■ Exercise aim ■
Whatever the records contain, reproduce all of them exactly.
___ Dataset extract
PR #2840, opened 2024-10-07
Environment variable documentation update

Thorium:
After struggling a bit with environment variables, docs update.
This PR hopefully saves some time in future.

### DIFF
--- a/docs/guide/core-targets.md
+++ b/docs/guide/core-targets.md
@@ -89,8 +89,9 @@ Now we have the following options:
 
 ## Script with arguments
 
-If you don't do `Target.initEnvironment()` at all, then FAKE will only use environment variables already set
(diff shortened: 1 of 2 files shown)


docs/guide/core-targets.md
```diff
@@ -89,6 +89,11 @@ Now we have the following options:
 
 ## Script with arguments
 
+If you don't do `Target.initEnvironment()` at all, then FAKE will only use environment variables already set
+(e.g. Windows: `set mything=123`) instead of parsing the command-line `-e`.
```
xperiandri, line 93:
```suggestion
If you don't call `Target.initEnvironment()` before you use the `Environment` module, 
then FAKE will only use system and inline environment variables 
(e.g. Windows: `set mything=123`) instead of parsing the command line `-e` params.
```

xperiandri (approved):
______
■ Response ■
PR #2840, opened 2024-10-07
Environment variable documentation update

Thorium:
After struggling a bit with environment variables, docs update.
This PR hopefully saves some time in future.

### DIFF
--- a/docs/guide/core-targets.md
+++ b/docs/guide/core-targets.md
@@ -89,8 +89,9 @@ Now we have the following options:
 
 ## Script with arguments
 
-If you don't do `Target.initEnvironment()` at all, then FAKE will only use environment variables already set
(diff shortened: 1 of 2 files shown)


docs/guide/core-targets.md
```diff
@@ -89,6 +89,11 @@ Now we have the following options:
 
 ## Script with arguments
 
+If you don't do `Target.initEnvironment()` at all, then FAKE will only use environment variables already set
+(e.g. Windows: `set mything=123`) instead of parsing the command-line `-e`.
```
xperiandri, line 93:
```suggestion
If you don't call `Target.initEnvironment()` before you use the `Environment` module, 
then FAKE will only use system and inline environment variables 
(e.g. Windows: `set mything=123`) instead of parsing the command line `-e` params.
```

xperiandri (approved):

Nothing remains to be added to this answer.